Dan bahagianya, kini ia bisa memilikinya sekarang.

"Jika kau membutuhkan sesuatu, katakan saja, Rina."Marvin membuka suara, kedua netra tajamnya kini menyorot lembut figur Arinna yang kini sedikit berjinjit untuk membenahi rambut Winter yang sedikit berantakan dibalik topi beanie berwarna coklat yang gadis mungil itu kenakan.

Arinna mengalihkan pandangannya dan kini tertuju pada Marvin yang sekarang mengulas senyum tipis. Ia mengangguk tanpa membalas senyum, diam-diam Arinna khawatir akan keadaan luka Marvin yang sebenarnya belum boleh untuk mengangkat sesuatu yang berat terlalu lama.

Tapi apa boleh ia harus terlihat se-khawatir ini? Marvin bisa menjaga dirinya sendiri, bukan?

"Ayo kita jalan, daddy! Ayo! Ayo!"Tubuh Winter bergerak antusias, Marvin sedikit terkejut dan merasa sedikit sakit pada bagian lengannya, namun ini hanyalah hal kecil, yang terpenting sekarang adalah kebahagiaan Winter.

"Ah, pelan-pelan, sayang."

"Ayay, mommy!"

Arinna menghela napas, ia bisa melihat figur jangkung Marvin berjalan lebih dulu dengan Winter yang berada digendongan nya. Bahkan ia bisa melihat bocah kecil itu mengambil topi yang Marvin kenakan dan memakainya.

Arinna terkekeh pelan melihatnya, seluruh kepala hingga wajah Winter nyaris tertutup topi. Dan ia bisa mendengar tawa Marvin menghias.

"Marvin, haruskah aku?"
















---














Mereka membeli beberapa oleh-oleh untuk dibawa ke Manhattan nanti, karena waktu sudah malam, mereka memutuskan untuk pulang karena pagi nanti akan segera berangkat ke bandara.

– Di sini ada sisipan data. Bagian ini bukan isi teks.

PR #1018, opened 2024-10-22
deps: Upgrade Flutter to 3.27.0-1.0.pre.166

PIG208:

Built successfully on my Android device; still need to confirm that it works on IOS.
This contains a major version bump to the dart SDK ([changelog](https://github.com/dart-lang/sdk/blob/main/CHANGELOG.md#370)).

3.7.0 adds [Wildcard Variables](https://github.com/dart-lang/language/issues/3712), that we currently doesn't seem to use.

There is also changes to the Dart to Javascript Compiler (dart2js) and Dart Development Compiler (dartdevc), both are "switched to use an AOT snapshot instead of a JIT snapshot". Neither of them applies to us because we do not use the web builds.

### DIFF
--- a/pubspec.lock
+++ b/pubspec.lock
@@ -315,10 +315,10 @@ packages:
     dependency: transitive
     description:
       name: file
-      sha256: "5fc22d7c25582e38ad9a8515372cd9a93834027aacf1801cf01164dac0ffa08c"
+      sha256: a3b4f84adafef897088c160faf7dfffb7696046cb13ae90b508c2cbc95d3b8d4
       url: "https://pub.dev"
     source: hosted
-    version: "7.0.0"
+    version: "7.0.1"
   file_picker:
     dependency: "direct main"
     description:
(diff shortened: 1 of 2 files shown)


chrisbobbe:
> still need to confirm that it works on IOS.

Yup, just tested on an iOS simulator and it works there too. Thanks; merging!

gnprice:
Thanks for taking care of this! Looks good; merging.

The Dart version bump is from 3.6.0-etc to 3.7.0-etc, so I'd call that a minor-version bump; the major version is just 3.

We definitely don't yet use wildcard variables, because as the changelog says:
> Dart 3.7 adds [wildcard variables](https://github.com/dart-lang/language/issues/3712) to the language. To use them, set your package's [SDK constraint](https://dart.dev/guides/language/evolution) lower bound to 3.7 or greater (`sdk: '^3.7.0'`).

they only become allowed once you bump the Dart version bound in your pubspec to at least 3.7.0, as this PR does :slightly_smiling_face:

PR #1019, opened 2024-10-22
lint: Re-enable analyzer on Pigeon-generated code; fix one revealed issue

gnprice:
We'd been suppressing the analyzer on Pigeon-generated code, because of an upstream issue. That issue has been fixed:
  https://github.com/flutter/flutter/issues/145633

In fact it turns out it was fixed in pigeon 18.0.0, which we took in 8df306412 back in April; we just didn't notice at the time.

Meanwhile this file grew a different analyzer issue during the time it wasn't getting checked — and that one was an actual actionable one for us to fix, where a doc comment still referred to a deprecated bit of API, namely [Color.value].  So fix that too.  Glad to have the analyzer re-enabled here.

### DIFF
--- a/analysis_options.yaml
+++ b/analysis_options.yaml
@@ -3,15 +3,6 @@
 include: package:flutter_lints/flutter.yaml
 
 analyzer:
-  exclude:
-    # Skip analysis on Pigeon-generated code, because it currently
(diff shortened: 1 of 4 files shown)


chrisbobbe:
LGTM, thanks! Merging.

Issue #933, opened 2024-09-09
Handle codehilite elements with multiple classes


PIG208:
It is totally possible for Pygments to [generate HTML elements with more than one classes](https://github.com/pygments/pygments/blob/07b69d42ca431249250195e7f7fbd21e1ccdfb2c/pygments/formatters/html.py#L853-L855).

This is considered quite an edge case and only happens to some languages, such as PostgreSQL (see https://github.com/pygments/pygments/issues/2780). It currently renders as an unimplemented feature whenever a code block contains tokens with more than one classes.

See a minimal example [here](https://chat.zulip.org/#narrow/stream/7-test-here/topic/tap/near/1939061).

HTML of the unsupported message:

```html
<pre>
  <span></span>
  <code>
    <span class="s s-Name">"</span>
  </code>
</pre>
```

PIG208:
Listed under #921.

gnprice:
Other than PostgreSQL, this apparently happens with YAML. Here's [a test message](https://chat.zulip.org/#narrow/stream/7-test-here/topic/Greg/near/1949014).

PIG208:
For these kind of messages, we should be able to safely apply the style of the most specific known class from the class list. These non-standard token types usually aren't likely to be handled by styles. We could also maintain a list of unexpected token types, but that does not seem necessary.

PR #1021, opened 2024-10-23
content: Handle code block spans with multiple CSS classes

rajveermalviya:
Fixes: #933

| Flutter | Web |
| - | - |
| Screenshot 2024-10-23 at 20 35 38 | Screenshot 2024-10-23 at 20 35 54 |

### DIFF
--- a/lib/model/content.dart
+++ b/lib/model/content.dart
@@ -1023,9 +1023,17 @@ class _ZulipContentParser {
           span = CodeBlockSpanNode(text: text, type: CodeBlockSpanType.text);
 
         case dom.Element(localName: 'span', :final text, :final className):
-          final CodeBlockSpanType type = codeBlockSpanTypeFromClassName(className);
-          switch (type) {
-            case CodeBlockSpanType.unknown:
+          // Empirically, when a Pygments node has multiple classes, the first
+          // class names a standard token type and the rest are for non-standard
+          // token types specific to the language.  Zulip web only styles the
+          // standard token classes and ignores the others, so we do the same.
+          // See: https://github.com/zulip/zulip-flutter/issues/933
+          final spanType = className.split(' ')
+            .map(codeBlockSpanTypeFromClassName)
+            .firstWhereOrNull((e) => e != CodeBlockSpanType.unknown);
+
+          switch (spanType) {
+            case null:
               // TODO(#194): Show these as un-syntax-highlighted code, in production.
               return UnimplementedBlockContentNode(htmlNode: divElement);
             case CodeBlockSpanType.highlightedLines:
@@ -1033,7 +1041,7 @@ class _ZulipContentParser {
               //       inherited styles for `span.hll` nodes.
               return UnimplementedBlockContentNode(htmlNode: divElement);
             default:
-              span = CodeBlockSpanNode(text: text, type: type);
+              span = CodeBlockSpanNode(text: text, type: spanType);
           }
 
         default:
--- a/test/model/content_test.dart
+++ b/test/model/content_test.dart
@@ -344,6 +344,23 @@ class ContentExample {
       ]),
     ]);
 
+  static const codeBlockSpansWithMultipleClasses = ContentExample(
+    'code block spans with multiple CSS classes',
+    '```yaml\n- item\n```',
+    expectedText: '- item',
+    // https://chat.zulip.org/#narrow/channel/7-test-here/topic/Greg/near/1949014
+    '<div class="codehilite" data-code-language="YAML">'
+        '<pre><span></span><code><span class="p p-Indicator">-</span>'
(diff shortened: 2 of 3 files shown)


lib/model/content.dart
```diff
@@ -1023,17 +1023,28 @@ class _ZulipContentParser {
           span = CodeBlockSpanNode(text: text, type: CodeBlockSpanType.text);
 
         case dom.Element(localName: 'span', :final text, :final className):
```
PIG208, line 1025: nit: can use `dom.Element.classes` here

rajveermalviya:
Thanks for the review @PIG208! Pushed a new revision, PTAL :)

PIG208:
LGTM!

lib/model/content.dart
```diff
@@ -1022,18 +1022,28 @@ class _ZulipContentParser {
...
-        case dom.Element(localName: 'span', :final text, :final className):
-          final CodeBlockSpanType type = codeBlockSpanTypeFromClassName(className);
-          switch (type) {
-            case CodeBlockSpanType.unknown:
+        case dom.Element(localName: 'span', :final text, :final classes):
+          // The general form for Pygments nodes with multiple classes observed
+          // are, that the first class is the standard token class and trailing
+          // tokens are non-standard tokens. Zulip web client only styles the
+          // standard tokens classes. Same is done here, only standard token
+          // class names are emitted.
```
gnprice, line 1030:
```suggestion
          // Empirically, when a Pygments node has multiple classes, the first
          // class names a standard token type and the rest are for non-standard
          // token types specific to the language.  Zulip web only styles the
          // standard token classes and ignores the others, so we do the same.
```

The "are emitted" confused me: we don't emit any class names here, right? We consume class names, and may emit a CodeBlockSpanType value.

test/model/content_test.dart
```diff
@@ -395,6 +395,23 @@ class ContentExample {
...
+    'code block nodes with multiple class names',
+    '```yaml\n- item\n```',
+    expectedText: '- item',
+    // https://chat.zulip.org/#narrow/channel/7-test-here/topic/Greg/near/1949014
+    '<div class="codehilite" data-code-language="YAML">'
+      '<pre><span></span><code><span class="p p-Indicator">-</span>'
+      '<span class="w"> </span>'
+      '<span class="l l-Scalar l-Scalar-Plain">item</span>\n'
+      '</code></pre></div>', [
+      CodeBlockNode([
```
gnprice, line 408: super nit: indent the string continuations deeper so they don't look like part of the same series as the list element below

```suggestion
    '<div class="codehilite" data-code-language="YAML">'
        '<pre><span></span><code><span class="p p-Indicator">-</span>'
        '<span class="w"> </span>'
        '<span class="l l-Scalar l-Scalar-Plain">item</span>\n'
        '</code></pre></div>', [
      CodeBlockNode([
```

This is similar to what we do with `if` conditions. You can also see it in action on the similar examples codeBlockHighlightedShort and codeBlockHighlightedMultiline above.

test/model/content_test.dart
```diff
@@ -395,6 +395,23 @@ class ContentExample {
       ParagraphNode(links: null, nodes: [TextNode("some content")]),
     ]);
 
+  static const codeBlockNodesWithMultipleClasses = ContentExample(
```
gnprice, line 398: nit: put this just after the two `codeBlockHighlighted…` examples, so it's not separated from them by all the unimplemented code-block examples

gnprice (commented):
Thanks @rajveermalviya for taking care of this, and @PIG208 for the previous review!

Generally this looks great. Small comments below, most of them nits.

rajveermalviya:
Thanks for the reviews @PIG208, @gnprice!
@gnprice Pushed a new revision, PTAL.

test/model/content_test.dart
```diff
@@ -344,6 +344,23 @@ class ContentExample {
       ]),
     ]);
 
+  static const codeBlockNodesWithMultipleClasses = ContentExample(
+    'code block nodes with multiple class names',
```
gnprice, line 348: Rereading, I realized this name is misleading: "code block node" should correspond `CodeBlockNode`, since we have such an identifier; but the HTML element that corresponds to one of those is the whole `div.codehilite`. The things that have multiple classes are the `span` great-grandchildren of that, which correspond to `CodeBlockSpanNode`.

I think "code block span" is a fine term for these.

So that applies to this example's name and description, and to the commit message.

gnprice (commented):
Thanks for the revision! Looks good, with just one comment below on something I missed earlier.

rajveermalviya:
Thanks for the review @gnprice. Revision pushed.

gnprice:
Thanks! All looks good — merging.

PR #1024, opened 2024-10-25
linux build: Disable a warning that url_launcher_linux can trigger

gnprice:
This works around the following issue in url_launcher_linux:
  https://github.com/flutter/flutter/issues/153083

The issue only appears on some hosts, namely those with "older versions of glib".


chrisbobbe:
Sure, SGTM; merging.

Marvin dan Ray akan memulai tugasnya sebagai polisi aktif, sementara Arinna dan Yasmine mulai kembali masuk setelah cuti pendek.

Tapi sebelum itu, mereka memutuskan untuk mampir ke sebuah restoran untuk makan malam. Restoran ini direkomendasikan oleh Yasmine karena ada beberapa makanan yang menurutnya sangat enak.

"Biar aku bawa saja, kalian masuk saja lebih dulu."Ujar Marvin pada Arinna, gadis itu mengangguk dan tanpa bicara langsung masuk kedalam setelah menyerahkan beberapa tas belanja kepada Marvin.

Ada Ray juga disini, mereka berdua memutuskan untuk merokok sebentar di area merokok sembari menunggu Yasmine dan Arinna menentukan tempat dan memesan makanan.

"Kalian berdua hening sekali"Ray membuka obrolan, ia menghisap rokoknya setelah dinyalakan.

Marvin tidak langsung menjawab, ia menghisap lama rokok miliknya dan menghembuskan nya perlahan.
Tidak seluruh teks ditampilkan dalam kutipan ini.